The schedule generation is based off of an "n-Queens" and "MiniMax" inspired backtracking recursion algorithm that returned all possible schedules in Winter '23 with the given set of classes.

Course and instructor data was retrieved from the PeterPortal API, and additional instructor data was scraped from RateMyProfessor (RMP) to be used in Machine Learning analysis. The rating, tags, difficulty, and other features about professors from RMP were leveraged to build a Gradient Boosted Decision Tree Regression model that helped assess a professor's quality. Those scores, along with average GPA scores for individual courses were used to establish overall scores for individual course offerings, which were then averaged to give a final "ZotRating" for a particular schedule.

Our frontend was built with React and the Chakra UI toolkit. Using these tools allowed us to quickly iterate on the design and make changes in real-time. To bridge the data between the frontend and backend ML data, we used a Python FastAPI web server which made data serialization and deserialization from native Python types simple and expressive. Additionally, we used the open-source search engine Meilisearch running as a separate server to index all UCI courses to allow users to search for courses based on their course code, title, or description in seconds.

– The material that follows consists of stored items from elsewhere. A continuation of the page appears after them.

PR #4888, opened 2025-05-12
Add Embedded MPE row selection behavior config to playground

gbirch-stripe:
## Summary
Adds the Embedded MPE row selection behavior config to the playground. This will unlock development and testing of features that rely on the immediateAction row selection behavior.

## Motivation
https://jira.corp.stripe.com/browse/MOBILESDK-3542

## Testing
https://github.com/user-attachments/assets/d7e6e0f8-2b19-4f1b-a2bf-118893c0d85a

### DIFF
--- a/Example/PaymentSheet Example/PaymentSheet Example/PaymentSheetTestPlaygroundSettings.swift
+++ b/Example/PaymentSheet Example/PaymentSheet Example/PaymentSheetTestPlaygroundSettings.swift
@@ -586,6 +586,12 @@ struct PaymentSheetTestPlaygroundSettings: Codable, Equatable {
         case `continue`
     }
 
+    enum RowSelectionBehavior: String, PickerEnum {
+        static let enumName: String = "rowSelectionBehavior"
+        case `default`
+        case immediateAction
+    }
+
     enum CardBrandAcceptance: String, PickerEnum {
         static let enumName: String = "cardBrandAcceptance"
         case all
@@ -652,6 +658,7 @@ struct PaymentSheetTestPlaygroundSettings: Codable, Equatable {
     var collectAddress: BillingDetailsAddress
     var formSheetAction: FormSheetAction
     var embeddedViewDisplaysMandateText: DisplaysMandateTextEnabled
+    var rowSelectionBehavior: RowSelectionBehavior
     var cardBrandAcceptance: CardBrandAcceptance
 
     static func defaultValues() -> PaymentSheetTestPlaygroundSettings {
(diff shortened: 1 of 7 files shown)


Example/PaymentSheet Example/PaymentSheet Example/PlaygroundController.swift
```diff
@@ -914,8 +918,8 @@ extension PlaygroundController {
                 let json = try? JSONSerialization.jsonObject(with: data, options: []) as? [String: Any]
             else {
                 if let data = data,
-                   (response as? HTTPURLResponse)?.statusCode == 400 {
-                    let errorMessage = String(decoding: data, as: UTF8.self)
+                   (response as? HTTPURLResponse)?.statusCode == 400,
+                   let errorMessage = String(data: data, encoding: .utf8) {
```
joyceqin-stripe, line 922: Could you explain this change?

mats-stripe: I've made similar changes in the past because our linter flags the original lines as an error IIRC

Example/PaymentSheet Example/PaymentSheet Example/PaymentSheetTestPlaygroundSettings.swift
```diff
@@ -586,6 +586,12 @@ struct PaymentSheetTestPlaygroundSettings: Codable, Equatable {
         case `continue`
     }
 
+    enum RowSelectionBehavior: String, PickerEnum {
+        static let enumName: String = "rowSelectionBehavior"
+        case `default`
```
joyceqin-stripe, line 591: Nit: I'd prefer a different name than "default" that's more descriptive of the behavior

Example/PaymentSheet Example/PaymentSheet Example/PlaygroundController.swift
gbirch-stripe: What mats said - that String initializer is not allowed by the linter. FYI to save you the research:
The key difference for our purposes (afaik) is that String(decoding:as:) has weird behavior with invalid data (potentially using unicode replacement characters) while String(data:encoding:) has an optional return type and returns `nil` if the input is invalid.

Example/PaymentSheet Example/PaymentSheet Example/PaymentSheetTestPlaygroundSettings.swift
gbirch-stripe: I'm open to something like `selectOnTap`, but `default` is the literal name of the underlying enum that this setting changes, and my intuition is that it would be most clear to make the naming consistent.

joyceqin-stripe (approved):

All of this was bundled into a Docker container which was deployed to Fly.io and connected to a separate Meilisearch Docker container, with A record forwarding for the ZotScheduler.app domain.

Challenges we ran into

It was difficult to determine what ML model to use, considering that there was not a specific value that was best to predict. Instead, we selected to create an intentionally inaccurate prediction of a professor's RMP rating that took into account other factors, resulting in a more accurate result overall. It was also difficult to learn how to run our Python app in a docker container, and we spent a lot of time troubleshooting how to create a dockerfile and compile all of our requirements (such as MeiliSearch) through docker.

Accomplishments that we're proud of

Integration of Machine Learning algorithms was a goal of ours and we're ecstatic that we were able to incorporate it in producing a responsive schedule ranking database based on numerous attributes. This was also the first time we combined a robust backend with a rich frontend that could be deployed into the real world to be a useful tool for all UCI students.

What we learned

We gained experience using GraphQL for the PeterPortal API, as well as gained practice in Web Scraping. This was also our first time incorporating Machine Learning into a project. We also learned how to host Python apps in docker containers and launch our app onto a public domain.

What's next for ZotScheduler

We are already running ZotScheduler on fly.io servers at ZotScheduler.app. We plan to update the database with information for future quarters from Spring 2023 onwards. Of course, user feedback will be essential in determining any useful features that should be added and anything we need to revise.